Investors who poured $90 billion in European equity funds this year are back to where they started. Hammered by the worst four-day slide since 2008, the region’s stocks gave up their annual gains on Monday, before a 2.6 percent rebound on Tuesday. As recently as April, optimism that central-bank easing would buoy markets had pushed them up 21 percent.
While Europe’s economic forecasts remain stable and earnings projections continue to outpace the U.S., the region’s equities are now taking their cues from a global selloff triggered by China’s devaluation of its currency two weeks ago. Germany’s DAX Index, whose export shares are hurting from the move, swung into a bear market after posting one of the best first-quarter advances in western Europe. The Stoxx Europe 600 Index deepened a correction.
“People look scared, they are quite astonished by the market’s reaction,” John Plassard, senior equity sales trader at Mirabaud Securities in Geneva, said on Monday. “Investors just don’t understand what’s happening. I tell clients they don’t have to panic, but I’m not sure if today is the day to enter the market, because there are still some questions.”
It has taken time for the rout to truly set in. Even until a few days ago, investors backed European equities while being pessimistic on other markets. Funds focused on the region attracted $2.8 billion in the week ended Aug. 19, while investors took out $6 billion or more each from the U.S. and emerging markets, according to a Bank of America Corp. note citing EPFR Global data.
On Monday, the Stoxx 600 tumbled 5.3 percent as all but three shares on the gauge slid and a measure of euro-area swings surged the most since 2008. Commodity producers Glencore Plc and Anglo American Plc sank more than 9 percent, while luxury-goods shares including LVMH Moet Hennessy Louis Vuitton SE and Cie. Financiere Richemont SA fell for a fifth day. Seventeen of 18 western-European markets have lost 10 percent or more from their highs.
After the European Central Bank began quantitative easing earlier this year, the region’s stocks rallied to a record on bets the economy would leave years of stagnation behind. Euro-area growth is forecast to be the fastest since 2011, and analysts estimate Stoxx 600 companies will increase earnings by 6.2 percent this year, compared with 0.9 percent for Standard & Poor’s 500 Index members.
Those numbers are enough for some traders to stick to their bets.

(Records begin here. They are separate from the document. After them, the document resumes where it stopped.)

PR #256, opened 2025-02-24
Define int constants in Go instead of in C

qmuntal:
Defining OpenSSL constants in Go rather than C makes the codebase a bit easier to maintain as there is less cgo involved.


gdams (approved):

cmd/checkheader/main.go
```diff
@@ -169,25 +169,22 @@ func tryConvertTypedef(w io.Writer, l string) bool {
...
-// the enum contained in the line l
+// tryConvertGoConst adds a static check which verifies that
+// the const contained in the line l
 // matches the corresponding OpenSSL value.
-// Only enum names starting with GO_ are converted.
-func tryConvertEnum(w io.Writer, l string) {
-	if !strings.HasPrefix(l, "GO_") {
+// Only const names starting with _ are converted.
+func tryConvertGoConst(w io.Writer, l string) {
+	if !strings.HasPrefix(l, "_") || strings.HasSuffix(l, "// nocheck") {
```
dagood: Maybe `//checkheader:nocheck` or `//checkheader:ignore` rather than `// nocheck` to [officially](https://tip.golang.org/doc/comment#syntax) make it a directive comment?

(Just for readability--AFAIK even if we used the Go parser/AST packages, they don't actually have a built-in way to look for these.)

cmd/checkheader/main.go
```diff
@@ -113,14 +113,14 @@ func generate(header string) (string, error) {
...
-				tryConvertEnum(&b, l)
+			if !strings.HasPrefix(l, ")") {
+				tryConvertGoConst(&b, l)
 			} else {
 				enum = false
 			}
 			continue
 		}
-		if strings.HasPrefix(l, "enum {") || strings.HasPrefix(l, "typedef enum {") {
+		if l == "const (" {
```
dagood: This `"const ( // no_check" == "const ("` check is actually what skips the const blocks, not the `strings.HasSuffix(l, "// nocheck")` check in `tryConvertGoConst`... seems confusing.

Maybe change this line to look for a `const (` prefix and lack of `nocheck` suffix, so the intent is clearer?

mertakman (approved):

cmd/checkheader/main.go
qmuntal: Like the idea. Will use `//checkheader:ignore`.

cmd/checkheader/main.go
qmuntal: Will do!

PR #257, opened 2025-02-24
Don't use encoding/binary

qmuntal:
Upstream Go doesn't like encoding/binary to be in a dependency of a crypto package, as it is quite heavy because it uses reflect. Remove it.

### DIFF
--- a/openssl.go
+++ b/openssl.go
@@ -404,7 +404,7 @@ func versionAtOrAbove(major, minor, patch uint) bool {
 	return vMajor > major || (vMajor == major && vMinor > minor) || (vMajor == major && vMinor == minor && vPatch >= patch)
 }
 
-func bigUint64(b []byte) uint64 {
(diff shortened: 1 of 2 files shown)


openssl.go
```diff
@@ -404,3 +403,9 @@ func CheckLeaks() {
 func versionAtOrAbove(major, minor, patch uint) bool {
 	return vMajor > major || (vMajor == major && vMinor > minor) || (vMajor == major && vMinor == minor && vPatch >= patch)
 }
+
+func bigUint64(b []byte) uint64 {
```
dagood: Seems too easy to mix up with BigInt:

```suggestion
func bigEndianUint64(b []byte) uint64 {
```

dagood (approved):
(Same name change as CNG side.)

gdams (approved):

PR #258, opened 2025-02-26
Remove hash hacks

qmuntal:
We can use a `runtime.Pinner` and the `noescape`/`nocallback` directives to replace some hacky logic that we implemented in the several hash functions to avoid allocations and to workaround a `cgoCheckPointer` false positive (tested in `TestCgo`).

Performance is not affected:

“As frustrating as this volatility can be, I don’t believe in getting caught up in knee-jerk reactions,” said Patrick Spencer, equities vice chairman at Robert W. Baird & Co. in London. “Rather, calmly process news as it breaks. Risk-averse investors believe in the companies they invest in. Time is key.”
JPMorgan Chase & Co. strategists led by Mislav Matejka wrote in a note yesterday that indicators such as manufacturing data and earnings don’t support the current panic in European markets. The selloff has been overdone and investors should treat further declines as buying opportunities, they said.
“We remain constructive on euro zone,” they wrote. “Demand for credit is clearly picking up, among other factors. Our key concern is with the state of the U.S. cycle, but we do not think that this fear will crystallize in the near term.”
Bulls may be underestimating the effect of a slowdown in the second-biggest economy on European companies, according to Tristan Abet at Louis Capital Markets. China is not only among the top trade partners for Germany, the U.K. and Switzerland, it’s the world’s largest consumer of commodities.
“Don’t be contrarian because there’s good reason to be worried about the profitability,” said Abet, a strategist at Louis Capital Markets in Paris. “The cyclical upswing in Europe is intact, but you can’t play it with European indices because they have been driven by global companies that are reversing for non-domestic reasons.”